Private insurance companies are also more likely to engage in "creaming" behaviour, in which they choose to insure only those agricultural operators with low claims rates. This behaviour, in turn, incentivizes farm operators to pressure injured farm workers to not report injuries. Claims suppression transfers medical costs away from the farmer and onto taxpayer-funded health-care and income-support systems.
It is difficult to know the full effect of the UCP’s promise that it would excuse farms with three or fewer paid employees from the ambit of "employment laws" while also "ensur[ing] basic safety standards" are met. Based on the 2011 Agricultural Census, it appears that only the largest 10 per cent of agricultural operations routinely employ more than three workers. These operations account for about 30 per cent of all agricultural work.
What this means is that the vast majority of paid, non-family farm workers would likely be denied basic employment rights under the UCP proposal. Put another way, this proposal is a stealth attack on the basic labour rights of most farm workers in Alberta.
The rationale for this exclusion centres on the notion that farms face different operational demands than other businesses, but rules currently in effect already balance the practical realities of farming against the need for meaningful workplace rights in one of Canada's most hazardous industries. This shouldn't be surprising given that the regulations were developed following an 18-month consultation with industry-dominated technical working groups following the outcry over Bill 6.
Analysis
If implemented, the UCP proposals would significantly reduce the workplace protections available to this vulnerable group of workers.
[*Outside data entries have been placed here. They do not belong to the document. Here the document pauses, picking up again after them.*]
PR #125, opened 2022-03-17
get_experiment task

norlandrhagen:


cmip6_downscaling/methods/bcsd/flow.py
```diff
@@ -20,6 +21,7 @@
     run_analyses,
 )
 
+dask.config.set({'temporary_directory': '/tmp/dask'})
```
jhamman, line 24: We should set this in the runtime's `__init__` method.

cmip6_downscaling/methods/common/tasks.py
```diff
@@ -55,29 +55,33 @@ def get_obs(run_parameters: RunParameters) -> UPath:
...
-    subset = subset_dataset(
-        ds, run_parameters.variable, run_parameters.train_period.time_slice, run_parameters.bbox
-    )
-    subset = subset.chunk({'time': 365})  # TODO: do better here
+    if time_subset == 'train_period':
+        time_period = run_parameters.train_period.time_slice
+    elif time_subset == 'predict_period':
+        time_period = run_parameters.predict_period.time_slice
+    else:
+        raise ValueError('time_subset arg is not train_period or predict_period.')
```
jhamman, line 81:
```suggestion
time_period = getattr(run_parameters, time_subset)
```

I think will do the same thing.

cmip6_downscaling/methods/common/tasks.py
```diff
@@ -55,29 +55,33 @@ def get_obs(run_parameters: RunParameters) -> UPath:
...
+        / time_subset
         / "{model}_{scenario}_{variable}_{latmin}_{latmax}_{lonmin}_{lonmax}_{train_dates[0]}_{train_dates[1]}_{predict_dates[0]}_{predict_dates[1]}".format(
             **asdict(run_parameters)
         )
     )
     if use_cache and (target / '.zmetadata').exists():
         print(f'found existing target: {target}')
         return target
-
+    print(target)
```
jhamman, line 71:
```suggestion
```

cmip6_downscaling/methods/common/tasks.py
```diff
@@ -55,29 +55,33 @@ def get_obs(run_parameters: RunParameters) -> UPath:
...
-def get_experiment(run_parameters: RunParameters) -> UPath:
-
-    # TODO: get train and predict data here
+def get_experiment(run_parameters: RunParameters, time_subset: str) -> UPath:
 
     target = (
         intermediate_dir
         / "get_experiment"
+        / time_subset
         / "{model}_{scenario}_{variable}_{latmin}_{latmax}_{lonmin}_{lonmax}_{train_dates[0]}_{train_dates[1]}_{predict_dates[0]}_{predict_dates[1]}".format(
```
jhamman, line 64: We should update this to only include the dates in `time_period` (set below).

cmip6_downscaling/methods/common/tasks.py
norlandrhagen: Ah this is way cleaner!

The result will likely be a higher level of injury and worse benefits in the event of an injury. In effect, the UCP is trading farm workers’ economic security and health and safety in order to increase the profitability of agricultural producers.
The underlying rationale for these changes—that increasing farm worker rights has somehow contributed to declining agricultural employment—is also suspect. Declining agricultural employment is most likely related to longer-term trends, such as increasing farm size and mechanization.
More likely, this policy plank is an attempt by the UCP to capitalize on the anti-NDP sentiment that lingers in the wake of the introduction of Bill 6 in the early months of the NDP's mandate. It is also notable that many producer groups do not support rolling back farm worker rights, and that a law excluding most farm workers from basic workplace rights would be open to a constitutional challenge, although it is unclear who would fund such a challenge.